L’un des premiers films qui m’a marqué, avec ma sœur et mon frère, c’était à Valenciennes (Nord), on frôlait les années soixante du XXème siècle. Le cinéma s’appelle « Le Novéac », il possède une façade en arrondi, toute blanche. Les fauteuils sont en velours rouge et une « ouvreuse » – petit métier disparu – vend des « caramels, bonbons, esquimaux » dans un panier d’osier accroché au cou par une lanière.
Avec « Les Rendez-vous du diable », documentaire d’Haroun Tazieff (1959), je reçois dans la figure l’éruption inimaginable des volcans du monde entier, je suis tétanisé par les coulées de lave, le magma en fusion, les grondements souterrains, la projection tape tous azimuts, les cendres enflammées volent dans la salle obscure mais rougeoyante, c’est un feu d’artifice qui n’en finirait jamais – pourtant le film ne dure que 80 minutes – il me faudrait un casque sur la tête. Je pense que ce monde est équivalent à l’enfer dont nous parle le curé au catéchisme du lycée Henri Wallon.
Nous avons sauté puis mijoté dans la marmite. La salle est un cratère, je sens comme une odeur de brûlé quand je descends ses marches à damiers noirs et blancs. Bien plus tard, je lirai Malcom Lowry dont le titre d’un livre sonne comme un écho psychologique de cette fournaise.

#Valenciennes #1958.
C’est dans le même cinéma, dans la même ville, dans le même lycée où travaillent mes parents, et à la même époque, que je découvre « Michel Strogoff » qui met en scène ou en vedette un des héros de Jules Verne. Vu quelques années après sa sortie, le film (1956) qu’en a tiré Carmine Gallone demeure dans ma mémoire pour ses immenses étendues de neige, l’accent des protagonistes, et les yeux bleu glacier de l’acteur Curd Jurgens et la jolie Geneviève Page.

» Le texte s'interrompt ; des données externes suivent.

Issue #1020, opened 2023-07-18
[FEATURE] Support hybrid shuffle manager


zuston:
### Code of Conduct

- [X] I agree to follow this project's [Code of Conduct](https://www.apache.org/foundation/policies/conduct)

### Search before asking

- [X] I have searched in the [issues](https://github.com/apache/incubator-uniffle/issues?q=is%3Aissue) and found no similar issues.

### Describe the feature

Delegation shuffle manager has been supported in uniffle, which is useful for avoiding instability of uniffle cluster.

But this is not enough, we hope the hybrid shuffle manager could be supported, that will support using ESS or Uniffle on different stages in one App

### Are you willing to submit PR?

- [X] Yes I am willing to submit a PR!

zuston:
cc @jerqi @advancedxy

zuston:
> The biggest problem is exchange reuse and stage recompute. How to handle them?

Sorry, I don't get your point. BTW, I tested the exchange reuse and it works well when using HybridShuffleManager.

From my prospective, for one shuffleId, it only will use one type of ess/rss, so it always will OK. Right? If I'm wrong, please point out. Thanks

jerqi:
> > The biggest problem is exchange reuse and stage recompute. How to handle them?
> 
> Sorry, I don't get your point. BTW, I tested the exchange reuse and it works well when using HybridShuffleManager.
> 
> From my prospective, for one shuffleId, it only will use one type of ess/rss, so it always will OK. Right? If I'm wrong, please point out. Thanks

If one shuffle is bind to ess or rss, it's ok. I'm worried that one shuffle change from rss to ess.

pegasas:
Hi, community, 

I would like to try this issue. 
Would you like to assign this task to me?

It seems I should add HybridShuffleManager with some tests and integration tests like DelegationRssShuffleManager/RssShuffleManager, which is an opportunity for me to go deeper into uniffle.

pegasas:
Hi, @zuston , @jerqi , 

I have a naive question.
How to decide on the shuffle strategy (ESS/RSS/Uniffle) of each shuffleId for spark driver/executor？
When to change RSS to ESS is our best practise?

zuston:
> Hi, @zuston , @jerqi ,
> 
> I have a naive question. How to decide on the shuffle strategy (ESS/RSS/Uniffle) of each shuffleId for spark driver/executor？ When to change RSS to ESS is our best practise?

[...]

PR #1136, opened 2023-08-12
[#1020] feat(spark): Support hybrid shuffle manager

pegasas:

Delegation shuffle manager has been supported in uniffle, which is useful for avoiding instability of uniffle cluster.

But this is not enough, we hope the hybrid shuffle manager could be supported, that will support using ESS or Uniffle on different stages in one App

  1. Add HybridShuffleManager.
  2. Add UnitTests.

Fix: https://github.com/apache/incubator-uniffle/issues/1020

  3. Addition or removal of property keys.)

No.

  3. If you fix a flaky test, repeat it for many times to prove it works.)

### DIFF
--- a/client-spark/spark3/src/main/java/org/apache/spark/shuffle/HybridShuffleManager.java
+++ b/client-spark/spark3/src/main/java/org/apache/spark/shuffle/HybridShuffleManager.java
@@ -1,0 +1,409 @@
+/*
+ * Licensed to the Apache Software Foundation (ASF) under one or more
+ * contributor license agreements.  See the NOTICE file distributed with
+ * this work for additional information regarding copyright ownership.
+ * The ASF licenses this file to You under the Apache License, Version 2.0
+ * (the "License"); you may not use this file except in compliance with
+ * the License.  You may obtain a copy of the License at
+ *
+ *    http://www.apache.org/licenses/LICENSE-2.0
+ *
+ * Unless required by applicable law or agreed to in writing, software
+ * distributed under the License is distributed on an "AS IS" BASIS,
+ * WITHOUT WARRANTIES OR CONDITIONS OF ANY KIND, either express or implied.
+ * See the License for the specific language governing permissions and
+ * limitations under the License.
+ */
+
+package org.apache.spark.shuffle;
+
+import java.util.List;
+import java.util.Map;
+import java.util.Set;
+
+import com.google.common.collect.Lists;
+import com.google.common.collect.Maps;
+import com.google.common.collect.Sets;
+import org.apache.commons.lang3.StringUtils;
+import org.apache.hadoop.security.UserGroupInformation;
+import org.apache.spark.ShuffleDependency;
+import org.apache.spark.SparkConf;
+import org.apache.spark.TaskContext;
+import org.slf4j.Logger;
+import org.slf4j.LoggerFactory;
+
+import org.apache.uniffle.client.api.CoordinatorClient;
+import org.apache.uniffle.client.request.RssAccessClusterRequest;
+import org.apache.uniffle.client.response.RssAccessClusterResponse;
+import org.apache.uniffle.common.exception.RssException;
+import org.apache.uniffle.common.rpc.StatusCode;
+import org.apache.uniffle.common.util.Constants;
+import org.apache.uniffle.common.util.RetryUtils;
+
+import static org.apache.uniffle.common.util.Constants.ACCESS_INFO_REQUIRED_SHUFFLE_NODES_NUM;
+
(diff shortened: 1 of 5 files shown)


pegasas:
try to add feature: https://github.com/apache/incubator-uniffle/issues/1020

pegasas:
> > Hi, @zuston , @jerqi ,
> > I have a naive question. How to decide on the shuffle strategy (ESS/RSS/Uniffle) of each shuffleId for spark driver/executor？ When to change RSS to ESS is our best practise?
> 
> You can see the DelegationShuffleManager design, the pass or not depends on the load or other access checker of coordinator determines

Hi, @zuston ,
I created a DRAFT PR for this issue.
In HybridShuffleManager, I created ESS/RSS ShuffleManager for both,
Each time would be decided by Coordinator's response to decide if we should use ESS/RSS.  

Am I resolving this issue in right way you think?

zuston (commented):
I think the implementation is wrong. The rss or not depends on the time of method of `registerShuffle` invoked. And I hope the underlying concrete shuffle manager could be lazy initialized.

pegasas:
> for one shuffleId, it only will use one type of ess/rss
Hi, @zuston , So the solution is

In `registerShuffle`, If RSS can be accessed and we initial RSS Shuffle Manager in the lazy mode for getting ShuffleHandle by ShuffleId. Then ShuffleWriter/ShuffleReader binds to RSS then. Right?

Also, HybridShuffleManager save (ShuffleId, ESS/RSS) mapping in memory for reader/writer to know which shufflehandle should be processed by ESS/RSS? If failover happens and mapping not exists, will trigger registerShuffle again to reassign shuffleId to ESS/RSS? Or we should persist (ShuffleId, ESS/RSS) mapping in DFS?

zuston:
A use of rss or ess needs to be bound to a shuffle, which is determined by `registerShuffle` . 

Feel free to discuss if you want to know more about this. Thanks @pegasas

pegasas:
> A use of rss or ess needs to be bound to a shuffle, which is determined by `registerShuffle` .
> 
> Feel free to discuss if you want to know more about this. Thanks @pegasas

Thanks @zuston !

I guess if Shufflemaster failed, it will reassign ESS/RSS to an shufflehandle
So (ShuffleId, ESS/RSS) should be saved in memory?

Is my assumption right?

zuston:
> > A use of rss or ess needs to be bound to a shuffle, which is determined by `registerShuffle` .
> > Feel free to discuss if you want to know more about this. Thanks @pegasas
> 
> Thanks @zuston !
> 
> I guess if Shufflemaster failed, it will reassign ESS/RSS to an shufflehandle So (ShuffleId, ESS/RSS) should be saved in memory?
> 
> Is my assumption right?

Yes.

client-spark/spark3/src/main/java/org/apache/spark/shuffle/HybridShuffleManager.java
```diff
@@ -0,0 +1,386 @@
...
+    public void stop() {
+        essShuffleManager.stop();
+        if (rssShuffleManager != null) {
+            rssShuffleManager.stop();
+        }
+        coordinatorClients.forEach(CoordinatorClient::close);
+    }
+
+    @Override
+    public ShuffleBlockResolver shuffleBlockResolver() {
```
pegasas, line 382: Hi, @zuston ,

How can we resolve [shuffleBlockResolver](https://github.com/apache/spark/blob/master/core/src/main/scala/org/apache/spark/shuffle/ShuffleBlockResolver.scala)?
It seems shuffleId can not be accessed?

zuston: RSS needn't this. So if the ess is initialized in this app lifecycle, please delegate it.

zuston:
```
  @Override
  public ShuffleBlockResolver shuffleBlockResolver() {
    return getOrCreateESS().shuffleBlockResolver();
  }
```

zuston:
Is this ready for review ? @pegasas

pegasas:
> Is this ready for review ? @pegasas

I am writing an integration test of this case.

Besides,

What's our roadmap of HybridShuffleManager and DelegateShuffleManager? Will HybridShuffleManager will replace delegateShuffleManager eventually?

zuston:
> What's our roadmap of HybridShuffleManager and DelegateShuffleManager? Will HybridShuffleManager will replace delegateShuffleManager eventually?

I think yes. But in current stage, let's reserve it.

L’ « ouvreuse » change souvent, certaines d’entre elles (il n’existe pas d’« ouvreurs ») donnent envie de rester à la séance suivante. Je remarque que ce film manque d’enfants. Nous aimons, surtout mon frère et moi, aller au cinéma « comme des grands », sans autre surveillance que notre désir de ne pas faire de bêtises. Le scénario me semble plutôt exotique (les productions étrangères sont toutes doublées en français) et géographique.
Un sabre rougi au feu s’approche des yeux du héros, l’instant est terrible, le châtiment apparaît suspendu à ce geste barbare. Cette scène-clé m’oblige à me mettre à la place du personnage principal : je sens soudain la chaleur de la lame roussir mes sourcils et venir, de manière cruelle et inexorable, m’empêcher à jamais de pouvoir regarder l’enchaînement de l’histoire. Je suis heureux de quitter à la fin la salle et la Sibérie. Pourquoi vouloir ainsi nous faire peur ? Curd Jurgens est-il resté aveugle toute sa vie ?

#Valenciennes #1959.
Le nom même du cinéma était tout un programme : « L’Eden ». J’avais dû demander à mon père ce que cela signifiait, une sorte de paradis sur terre (plus tard, je découvrirai le film d’Alain Robbe-Grillet, « L’Eden et après »). C’est dans cette salle que nous avons vu, mon frère et moi, « Les Mines du Roi Salomon » (1950). L’architecture de « L’Eden », si j’ose dire, était moins tarabiscotée que celle du Novéac : l’horizon fil(m)ait droit devant lui. Le bâtiment était carré, sans fioritures. Je ne connaissais pas encore Stewart Granger, acteur de westerns, ni Deborah Kerr.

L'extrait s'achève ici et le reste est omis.